### Aim of the task
Give back, unchanged, the lines from the one containing "CB-10143 User sync" to the end of the listing, inclusive of both.

### Supplied information
[Start of section]

PR #9705, opened 2021-01-05
CB-10143 User sync takes a significant amount of time

horadla23:
- this commit introduce batch calls between FMS - Freeipa in order to speed up usersync duration and decrease calls to Freeipa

[End of section]

### Task result
CB-10143 User sync takes a significant amount of time

horadla23:
- this commit introduce batch calls between FMS - Freeipa in order to speed up usersync duration and decrease calls to Freeipa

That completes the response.